## Your objective
Below are entries; print them exactly from the first line through the one containing "--- a/crates/runtime/src/accelerated_table/refresh_task.rs".

## Data for analysis
PR #10082, opened 2026-04-01
fix: Use GreedyMemoryPool, add spidapter query memory limit arg

peasee:
## 📝 Summary

* Use `GreedyMemoryPool` instead of `FairSpillPool`, as it allows reservations to complete for high-concurrency queries with lots of partitions (= reservations)
* Updates spidapter to allow setting the `runtime.query.memory_limit` via an input arg or environment variable.

### DIFF
--- a/crates/runtime/src/accelerated_table/refresh_task.rs
+++ b/crates/runtime/src/accelerated_table/refresh_task.rs
@@ -1345,12 +1345,11 @@ impl RefreshTask {
             }
             match accelerated_field.data_type() {
                 DataType::Int8 | DataType::Int16 | DataType::Int32 | DataType::Int64 => {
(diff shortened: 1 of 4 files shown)


crates/runtime/src/accelerated_table/refresh_task.rs
```diff
@@ -1345,12 +1345,11 @@ impl RefreshTask {
             }
             match accelerated_field.data_type() {
                 DataType::Int8 | DataType::Int16 | DataType::Int32 | DataType::Int64 => {
-                    let arr = arrow::compute::cast(col_array, &DataType::Int64)
```
peasee, line 1348: changes from `cargo fmt`

phillipleblanc (approved):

## Answer box
PR #10082, opened 2026-04-01
fix: Use GreedyMemoryPool, add spidapter query memory limit arg

peasee:
## 📝 Summary

* Use `GreedyMemoryPool` instead of `FairSpillPool`, as it allows reservations to complete for high-concurrency queries with lots of partitions (= reservations)
* Updates spidapter to allow setting the `runtime.query.memory_limit` via an input arg or environment variable.

### DIFF
--- a/crates/runtime/src/accelerated_table/refresh_task.rs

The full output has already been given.